» **Stored data**
□ □ □ □ □ □ □
PR #16520, opened 2019-10-01
bpo-38336: Remove the __set__ method restriction on data descriptors for attribute lookup precedence

geryogam:
The [language documentation](https://docs.python.org/3/reference/datamodel.html#invoking-descriptors) states:

> Data descriptors with \_\_set\_\_() and \_\_get\_\_() defined always override a redefinition in an instance dictionary. In contrast, non-data descriptors can be overridden by instances.

This override is not limited to data descriptors defining `__set__()` (and `__get__()`). It is also true for data descriptors defining `__delete__()` (and `__get__()`) and data descriptors defining both `__set__()` and `__delete__()` (and `__get__()`).

In other words, _any_ data descriptors (objects defining either `__set__()` or `__delete__()` or both) defining `__get__()` override an attribute redefinition in an instance dictionary.

https://bugs.python.org/issue38336

### DIFF
--- a/Doc/reference/datamodel.rst
+++ b/Doc/reference/datamodel.rst
@@ -1714,9 +1714,9 @@ define :meth:`__get__`, then accessing the attribute will return the descriptor
 object itself unless there is a value in the object's instance dictionary.  If
 the descriptor defines :meth:`__set__` and/or :meth:`__delete__`, it is a data
 descriptor; if it defines neither, it is a non-data descriptor.  Normally, data
-descriptors define both :meth:`__get__` and :meth:`__set__`, while non-data
+descriptors define both :meth:`__get__` and :meth:`__set__` (and/or :meth:`__delete__`), while non-data
 descriptors have just the :meth:`__get__` method.  Data descriptors with
-:meth:`__get__` defined always override a redefinition in an
+:meth:`__get__` and :meth:`__set__` (and/or :meth:`__delete__`) defined always override a redefinition in an
 instance dictionary.  In contrast, non-data descriptors can be overridden by
 instances.
 
--- a/Doc/reference/datamodel.rst
+++ b/Doc/reference/datamodel.rst
@@ -1716,7 +1716,7 @@ the descriptor defines :meth:`__set__` and/or :meth:`__delete__`, it is a data
 descriptor; if it defines neither, it is a non-data descriptor.  Normally, data
 descriptors define both :meth:`__get__` and :meth:`__set__`, while non-data
 descriptors have just the :meth:`__get__` method.  Data descriptors with
-:meth:`__set__` and :meth:`__get__` defined always override a redefinition in an
+:meth:`__get__` defined always override a redefinition in an
 instance dictionary.  In contrast, non-data descriptors can be overridden by
 instances.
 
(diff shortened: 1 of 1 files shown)


brandtbucher (approved):
Thanks @maggyero, looks good to me!

Doc/reference/datamodel.rst
```diff
@@ -1716,7 +1716,7 @@ the descriptor defines :meth:`__set__` and/or :meth:`__delete__`, it is a data
 descriptor; if it defines neither, it is a non-data descriptor.  Normally, data
 descriptors define both :meth:`__get__` and :meth:`__set__`, while non-data
 descriptors have just the :meth:`__get__` method.  Data descriptors with
-:meth:`__set__` and :meth:`__get__` defined always override a redefinition in an
+:meth:`__get__` defined always override a redefinition in an
```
□ □ □ □ □ □ □
» **TASK DIRECTIONS**
For every entry in the records above, write an exact copy.

» **WRITTEN ANSWER**
PR #16520, opened 2019-10-01
bpo-38336: Remove the __set__ method restriction on data descriptors for attribute lookup precedence

geryogam:
The [language documentation](https://docs.python.org/3/reference/datamodel.html#invoking-descriptors) states:

> Data descriptors with \_\_set\_\_() and \_\_get\_\_() defined always override a redefinition in an instance dictionary. In contrast, non-data descriptors can be overridden by instances.

This override is not limited to data descriptors defining `__set__()` (and `__get__()`). It is also true for data descriptors defining `__delete__()` (and `__get__()`) and data descriptors defining both `__set__()` and `__delete__()` (and `__get__()`).

In other words, _any_ data descriptors (objects defining either `__set__()` or `__delete__()` or both) defining `__get__()` override an attribute redefinition in an instance dictionary.

https://bugs.python.org/issue38336

### DIFF
--- a/Doc/reference/datamodel.rst
+++ b/Doc/reference/datamodel.rst
@@ -1714,9 +1714,9 @@ define :meth:`__get__`, then accessing the attribute will return the descriptor
 object itself unless there is a value in the object's instance dictionary.  If
 the descriptor defines :meth:`__set__` and/or :meth:`__delete__`, it is a data
 descriptor; if it defines neither, it is a non-data descriptor.  Normally, data
-descriptors define both :meth:`__get__` and :meth:`__set__`, while non-data
+descriptors define both :meth:`__get__` and :meth:`__set__` (and/or :meth:`__delete__`), while non-data
 descriptors have just the :meth:`__get__` method.  Data descriptors with
-:meth:`__get__` defined always override a redefinition in an
+:meth:`__get__` and :meth:`__set__` (and/or :meth:`__delete__`) defined always override a redefinition in an
 instance dictionary.  In contrast, non-data descriptors can be overridden by
 instances.
 
--- a/Doc/reference/datamodel.rst
+++ b/Doc/reference/datamodel.rst
@@ -1716,7 +1716,7 @@ the descriptor defines :meth:`__set__` and/or :meth:`__delete__`, it is a data
 descriptor; if it defines neither, it is a non-data descriptor.  Normally, data
 descriptors define both :meth:`__get__` and :meth:`__set__`, while non-data
 descriptors have just the :meth:`__get__` method.  Data descriptors with
-:meth:`__set__` and :meth:`__get__` defined always override a redefinition in an
+:meth:`__get__` defined always override a redefinition in an
 instance dictionary.  In contrast, non-data descriptors can be overridden by
 instances.
 
(diff shortened: 1 of 1 files shown)


brandtbucher (approved):
Thanks @maggyero, looks good to me!

Doc/reference/datamodel.rst
```diff
@@ -1716,7 +1716,7 @@ the descriptor defines :meth:`__set__` and/or :meth:`__delete__`, it is a data
 descriptor; if it defines neither, it is a non-data descriptor.  Normally, data
 descriptors define both :meth:`__get__` and :meth:`__set__`, while non-data
 descriptors have just the :meth:`__get__` method.  Data descriptors with
-:meth:`__set__` and :meth:`__get__` defined always override a redefinition in an
+:meth:`__get__` defined always override a redefinition in an
```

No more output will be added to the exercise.